Fork me on GitHub
#clojure-spec
<
2018-06-08
>
martinklepsch17:06:47

Is there a way to find out from what namespace/file a spec has been defined?

seancorfield19:06:42

I'd be very interested in hearing an answer to this too!

bmaddy17:06:18

Here's a spec puzzle for someone.
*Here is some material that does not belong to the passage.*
PR #862, opened 2017-04-07
Do not emit implict_op if from/to are same type

kingces95:
### Description of Change ###

After bisection I found that change `eacbc1acf4cc` in `GetImplicitOperatorTo` causes the reproduction of https://bugzilla.xamarin.com/show_bug.cgi?id=54012 to throw an AccessViolationException in https://github.com/xamarin/Xamarin.Forms/blob/c65a9a8c57d93b0eff38fd8b06223f6a04688c59/Xamarin.Forms.Platform.WinRT/LabelRenderer.cs#L20. Note the bug reports a different issue; this is a regression  that blocks investigation of the reported issue.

I'm trying to get a spec that defines something like this:

([-7806 "rBQUP"] :_T-7/G0X)
I thought I would need to nest calls to s/cat to do it, but those seem to flatten or something:
> (gen/generate (s/gen (s/cat :int int? :str string?)))
(-61568 "66420tRep6jHRW6q07x647hV6qE6q")
> (gen/generate (s/gen (s/cat :pair (s/cat :int int? :str string?) :keyword keyword?)))
(-7806 "rBQUP" :_T-7/G0X)
How do I get a collection of two items, where the first is a collection of one int and one string, and the second is a keyword?

taylor18:06:48

like hiredman said below, this should work: (gen/generate (s/gen (s/cat :pair (s/spec (s/cat :int int? :str string?)) :keyword keyword?))) just to prevent the "flattening" of the nested regex specs

djtango08:06:39

late to the party, s/tuple isn't a regex spec so you can nest it as you like:

(s/valid? (s/tuple (s/tuple int? int?) keyword?) [[1 2] :a])

hiredman18:06:01

wrap (s/spec ...) around the inner cat I think

hiredman18:06:01

nested regex specs sort of collapse into a single regex spec (nested cats become subsequences within the outer sequence) so you have to insert something to tell spec where to stop collapsing them, and I think it is wrapping with s/spec, but it has been a while

☝️ 8
bmaddy19:06:55

That worked! Thanks @hiredman and @taylor! 😄

👍 4
seancorfield19:06:42

I'd be very interested in hearing an answer to this too!